I travel all the way back across town to the passport office. I explain that the passport officer required me to provide another piece of identification. I am directed to a special officer. She makes a photocopy of the MLCC photo ID with signature and says, “Thank you, that’s it.”

Can you explain to me what was achieved by my going to the MLCC which cost me an additional $25 when you include bus fare, which couldn’t have been achieved by me simply signing my passport?

I protected one bureaucrat’s legalism by exploiting another bureaucrat’s legalism.  And the bureaucracy doubled its money.

I will have a renewed passport in two weeks.

They call themselves “public servants”, so why is the public required to jump through mindless hoops to make them appear vigilant?

We do these unnecessary and costly things bureaucrats tell us because we are not willing to sacrifice the greater cost of preserving our integrity and the integrity of policy.

Consequently, the bureaucrat keeps her job, politicians maintain the illusion of governance and we all lose.  Time, money, value.

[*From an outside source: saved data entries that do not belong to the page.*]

PR #2149, opened 2018-04-13
feat(core): Support for both sync/async application event listeners

robzienert:
Some plumbing work in preparation for implementing the QoS management system, which will be an `extensionpoint` to Orca's core functionality. Orca is currently written so that all Spring events are asynchronous, but we'll be adding event extensions that will need to be synchronous. Spring's normal behavior is to opt into async listeners, with sync being the default; in our case we need the inverse which requires switching up some Spring plumbing. 

Supports both class-based event listeners, as well as method-level event listeners. You can opt a listener of either kind into synchronous execution via the new `@Sync` annotation.

I've also addressed a series of TODOs that move the event task executor pool stuff into `orca-core` from `orca-queue`, since I was already touching this system.

At the point of this PR, there's no synchronous listeners.

### DIFF
--- a/orca-core/src/main/java/com/netflix/spinnaker/orca/annotations/Sync.java
+++ b/orca-core/src/main/java/com/netflix/spinnaker/orca/annotations/Sync.java
@@ -1,0 +1,30 @@
+/*
+ * Copyright 2018 Netflix, Inc.
+ *
+ * Licensed under the Apache License, Version 2.0 (the "License");
+ * you may not use this file except in compliance with the License.
+ * You may obtain a copy of the License at
+ *
+ *    http://www.apache.org/licenses/LICENSE-2.0
+ *
+ * Unless required by applicable law or agreed to in writing, software
+ * distributed under the License is distributed on an "AS IS" BASIS,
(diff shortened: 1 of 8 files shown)


orca-core/src/main/java/com/netflix/spinnaker/orca/annotations/Sync.java
```diff
@@ -0,0 +1,30 @@
...
+import java.lang.annotation.ElementType;
+import java.lang.annotation.Retention;
+import java.lang.annotation.RetentionPolicy;
+import java.lang.annotation.Target;
+
+/**
+ * Used for flagging application event listeners as synchronous. By default, orca's event listeners will be setup
+ * as asynchronous unless explicitly flagged with this annotation.
+ */
+@Target({ElementType.METHOD, ElementType.TYPE})
```
robfletcher: Why `METHOD`?

robfletcher: Oh, ignore me. Annotated listener methods. Got it.

PR #2150, opened 2018-04-15
feat(provider/kubernetes): v2 Add stable/failed manifests to output

wjoel:
This makes it possible for downstream stages to determine which manifests failed.


wjoel:
Great question, I'll have to check that and get back to you. Probably the former?

wjoel:
Yep, `stableManifests` is non-empty and `failedManifests` is empty (in this case waiting for just one other manifest, it would contain other actual failed manifests if they had reached a known failed state) when I set `stageTimeoutMs` to a low value.

I'm not sure if we can intercept that and set `failedManifests` to `allManifests.removeAll(stableManifests)` or if we even want to, since we don't _know_ if those manifests are actually failed. I can see arguments for both options.

wjoel:
Rebased, I like it the way it is.

PR #2152, opened 2018-04-16
feat(artifacts) Expose child pipeline outputs as outputs of a pipeline stage

avram:
Per Slack discussion with @ezimanyi https://spinnakerteam.slack.com/archives/C091CCWRJ/p1523425204000140; my intended use case is to access artifacts emitted by the child pipeline, but there may be other utility as well.

This appears to be the easiest way to do this, but it relies on the deprecated `getContext()` on `Execution`. In order to avoid that, I could recreate the outputs by walking the stages in the child pipeline, or just create a non-deprecated `getOutputs()` on `Execution`. If someone can comment on _why_ the method is deprecated, that might help. It was deprecated in a89c57b7d35ac8370f1955b465750ef0748c7f7b by @robfletcher.

I did _not_ add support for declaring Expected Artifacts and emitting only expected artifacts in the pipeline stage, but I can do that as well. Perhaps @lwander can comment on which behavior would be more in line with the underlying design of artifact resolution?

### DIFF
--- a/orca-core/src/main/java/com/netflix/spinnaker/orca/pipeline/model/Execution.java
+++ b/orca-core/src/main/java/com/netflix/spinnaker/orca/pipeline/model/Execution.java
@@ -151,7 +151,6 @@ public class Execution implements Serializable {
     this.keepWaitingPipelines = keepWaitingPipelines;
   }
 
-  @Deprecated
   @JsonIgnore
   public @Nonnull Map<String, Object> getContext() {
     return Stage.topologicalSort(stages)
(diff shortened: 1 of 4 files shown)


lwander:
I think if you add a "bind produced artifacts" task after the child pipeline is called, and enable "produces artifacts" in deck (I see you've done this before) it should be able to bind any child pipeline's produced artifacts automatically.

avram:
Ok. I'll wire in the rest of the tasks for artifact handling then!

avram:
Ok. I'll wire in the rest of the tasks for artifact handling then!

ezimanyi:
@avram : This looks good; I'm actually not sure why that method is deprecated, as it seems useful and it's not clear to me what alternatives exist beyond just implementing the method again in the calling code.  I'd suggest using the method despite the deprecation (and potentially even removing the deprecation), though curious if @lwander has thoughts about why it's deprecated.

lwander:
I don't know unfortunately, let's try pinging @robfletcher to see if he knows

ezimanyi:
Chatted about this with @robfletcher.  The `@Deprecated` annotation was added back when `getContext` function was just an accessor for the now-removed `Execution.context` member variable.  Since then, `getContext` was refactored to construct the context by looking at the stages and accumulating the outputs of the stages.  Given that the function has now been refactored to no longer depend on the deprecated (and now removed) variable, we can just remove the `@Deprecated` annotation.

PR #2155, opened 2018-04-17
config(metrics): tag task duration metric with task type

dreynaud:
With this, we should be able to see a breakdown of time taken for different task types (looking at you, `ServerGroupCacheForceRefreshTask`)

### DIFF
--- a/orca-queue/src/main/kotlin/com/netflix/spinnaker/orca/q/handler/RunTaskHandler.kt
+++ b/orca-queue/src/main/kotlin/com/netflix/spinnaker/orca/q/handler/RunTaskHandler.kt
@@ -85,22 +85,22 @@ class RunTaskHandler(
               when (result.status) {
                 RUNNING                              -> {
                   queue.push(message, task.backoffPeriod(taskModel, stage))
-                  trackResult(stage, taskModel, result.status)
+                  trackResult(stage, task, taskModel, result.status)
                 }
                 SUCCEEDED, REDIRECT, FAILED_CONTINUE -> {
                   queue.push(CompleteTask(message, result.status))
-                  trackResult(stage, taskModel, result.status)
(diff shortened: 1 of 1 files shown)


ajordens:
This may (or may not) blow out the tag space and prevent us from looking at multiple hours of this metric?

robzienert:
I said this, but Daniel looked at me like I was being ridiculous.

orca-queue/src/main/kotlin/com/netflix/spinnaker/orca/q/handler/RunTaskHandler.kt
```diff
@@ -113,24 +113,25 @@ class RunTaskHandler(
...
       }
     }
   }
 
-  private fun trackResult(stage: Stage, taskModel: com.netflix.spinnaker.orca.pipeline.model.Task, status: ExecutionStatus) {
+  private fun trackResult(stage: Stage, task: Task, taskModel: com.netflix.spinnaker.orca.pipeline.model.Task, status: ExecutionStatus) {
     val id = registry.createId("task.invocations")
       .withTag("status", status.toString())
       .withTag("executionType", stage.execution.type.name.capitalize())
+      .withTag("taskType", task::class.qualifiedName)
```
robfletcher: You already have access to `taskModel` which has an `implementingClass` property that gives you exactly this value. No need to introduce another parameter.

dreynaud: sweet, thanks!

dreynaud:
@ajordens I count <300 task classes. This is moderately high, but I don't think it is prohibitively expensive. There are lots of metrics with a lot more cardinality, so I'm not overly worried about this one.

Will my passport protect me and the global community?  Yes.

Did I also perform a mindless ritual?  Yes.

I believe that a healthy society is regulated by public servants.  However mindless observance of regulations by public servants fails both the public and the policy makers.

Anyone who tells you to violate your integrity to preserve theirs has none.  All they are doing is seeking a bigger piece of the pie at your expense.  It’s a measure of bargaining not morality.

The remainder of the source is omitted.